As an initial matter, the Division considers FDII a new category of income, which is not the case – FDII is income from certain non-US sales that has always been included in income. The Tax Cuts and Jobs Act created the FDII deduction, which is based on such sales but FDII is not a new type of income. Thus, it seems particularly unreasonable that FDII would be subject to special apportionment rules and included on a net basis (really a net, net basis because instead of including gross receipts the guidance would include income net of a deduction) when other sales are included on a gross basis. This seems to be a blatant violation of the foreign commerce clause. It also seems unreasonable that FDII would be sourced as “other business receipts” and not based on the property or service actually sold by the taxpayer.

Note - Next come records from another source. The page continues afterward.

PR #1626, opened 2025-09-25
runtime: Add max buffer size to inetstack from the network runtime

iyzhang:
This PR fixes an issue where the inetstack was using the default implementation of `max_buffer_size_bytes()` rather than getting it from the underlying physical layer. For example, in Catnip, this meant that we were not using the configured DPDK max_body_size.


anandbonde (approved):
Looks good!

iyzhang:
Accidentally closed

Furthermore, there Division provided no guidance on how GILTI and FDII should be included in the numerator of the apportionment formula. The Bulletin provides only that the taxpayer cannot look through to the underlying sales of the CFC (unless they are members of the combined group) when allocating GILTI and FDII. This is troubling because, in certain circumstances, other business receipts are sourced to the commercial domicile of the taxpayer. This would harm NJ-based companies and was likely not the intention of the Division.

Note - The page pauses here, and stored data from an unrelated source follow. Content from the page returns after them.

Issue #476, opened 2015-07-13
Marking lines that have been edited


imcgames:
Hi guys!

We've noticed that we are getting multiple pull requests for the same lines a lot recently which doesn't seem like an efficient way for things to go. :scream: 
Therefore, in order to prevent duplicate works on the same line by multiple contributors, 
we thought of marking the lines that have already been worked on for others to just skip those lines and continue on with lines that have not yet been checked. 

We are thinking of using an 'x' in front of the codes that have been edited already,
(so that it will be easy to notice and we can just use 'replace all' before we use the file)

ex: 
ETC_20150317_000001 ->  xETC_20150317_000001
ITEM_20150317_000001 ->  xITEM_20150317_000001
QUEST_20150317_000001 -> xQUEST_20150317_000001

but since this means that we will also ask you to mark the lines as well when you edit one, 
we'd like to know how you think about it before we go on to implement it. 
So please feel free to share your thoughts with us regarding this matter. :smiley:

Importantly, this guidance from the Division is merely the Division’s interpretation of the relevant New Jersey statutes and, to the extent that the guidance is inconsistent with the statutes or the US Constitution, the guidance is invalid. Accordingly, New Jersey taxpayers should consult with counsel to determine whether an appropriate tax return filing position exists to include the factors of the CFCs generating the GILTI in the New Jersey apportionment formula, thereby reducing the amount of income taxable in New Jersey, and/or whether they should file protective refund claims if they have already paid tax computed using the Division’s apportionment method. Also, as a reminder, the constitutionality of the tax on GILTI is particularly concerning in 2018 when New Jersey was a separate company filing state and arguably could not tax GILTI at all under the foreign commerce clause. Thus, taxpayers should certainly consult with counsel regarding their 2018 filing position in New Jersey.